One rainy weekend this past summer, I sat down with all my receipts, all my projections and all my research, and started crunching the numbers. Given the land that we rent, the productivity of that land, the grass hay we consume and the hay we could harvest, the numbers were clear. At present acquisition, fuel and maintenance costs for either horses or tractor, the horses won by a nose. That was assuming that we used them solely for hay production. If we expanded our analysis to consider other power needs, the numbers favored horses even more strongly. And considering our existing use of, and need for, composted material for the market crops, the numbers improved again. This was no trip down nostalgia lane. This was, at least on paper, a sound decision.

But I felt compelled to continue checking. Perhaps my analysis had been skewed, or faulty, or lacking in some way. Someone else must have done similar comparisons; did they find the same thing I did? A Google search on “animal power versus tractor cost analysis” yielded some interesting results. A Swedish study compared the cost effectiveness of animal power as used during 1927, compared to the cost effectiveness of tractor power as was typical in 1996. In that comparison, the study found that farmers saw a 13-fold increase in external energy inputs on the farm during that time interval, with only a 2.4 increase in farm productivity. That study also found that 60% of the horse power inputs were renewable, while only 9% of the tractor inputs were renewable. Furthermore, that study summarized that a decrease in availability of either fuels and/or minerals may drive a return to animal power in that country, and not merely in the agricultural sector. An American study done between 2000 and 2005 found that a 40-year career of using horses resulted in a net income of just over $21,000, in addition to whatever crop income was produced with those horses. During the same timeframe, a farm using tractors would have a net cost of $70,000. In other words, there was nearly a $100,000 difference over 40 years when comparing tractor use with horse use, with horses not merely cost effective but profitable to use.
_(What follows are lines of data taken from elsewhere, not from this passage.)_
PR #4751, opened 2022-09-28
fix: left align SearchBar

vm:
There is a task to left align the search bar when unfocused while there is a search query. Looking at this code, it looks like we'll left align it when NFT is released. My opinion is it'd be better to remove this center alignment logic so we can be consistent on the NFT launch, and not need further edge casing.


vm:
This isn't an acceptable design tradeoff after discussion so I'm closing

PR #4756, opened 2022-09-28
chore: updating pool tooltip

JackShort:
* updating tooltip to "This NFT is part of a liquidity pool. Buying this will increase the price of the remaining pooled NFTs."

### DIFF
--- a/src/nft/components/collection/Card.tsx
+++ b/src/nft/components/collection/Card.tsx
@@ -595,7 +595,11 @@ const Suspicious = () => {
 const Pool = () => {
   return (
     <MouseoverTooltip
-      text={<Box fontSize="14">This item is part of an NFT liquidity pool. Price increases as supply decreases.</Box>}
+      text={
+        <Box fontSize="14">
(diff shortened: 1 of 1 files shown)


src/nft/components/collection/Card.tsx
```diff
@@ -595,7 +595,11 @@ const Suspicious = () => {
 const Pool = () => {
   return (
     <MouseoverTooltip
-      text={<Box fontSize="14">This item is part of an NFT liquidity pool. Price increases as supply decreases.</Box>}
+      text={
+        <Box fontSize="14">
```
zzmp, line 599: Should the text prop include markup (`<Box>`)?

Anne and Eric Nordell have written a column for the Small Farmer's Journal for many years, during which time they have chronicled the practices and performance at their horse-powered farm. Their uses of horsepower has allowed them to not only work the fields cost effectively but also stay out of debt.

So where do we go from here? We have a demonstrated need for some bigger energy source than what we currently have. And we have renewed our pasture rental for 2012. If a suitable tractor materialized on our doorstep, would we use it? Perhaps. In the meantime, we have three fit Morgan mares with an admittedly skinny list of to-do items on their daily schedules. So we have decided to move forward with making the most of what we have at hand, rather than holding out hope for some miracle deal. We certainly have a lot to learn about how to get into this teamster gig as safely, as competently, and as cost effectively as we can. Towards that end, yours truly is currently working with different trainers to get my own skillset honed and sharpened for what lay ahead. I have driven teams in the past, and I have trained horses in the past, but I’ve never combined the two. Nor have I the sheer volume of experience I’d want to have to do this on my own. But the decision has been made. We’re tossing our proverbial hat into the draft animal ring. We believe that our farm’s sustainability is best served by that choice, and we’re investing our time, money and effort now into making that choice a reality. We’ll keep you posted on our progress.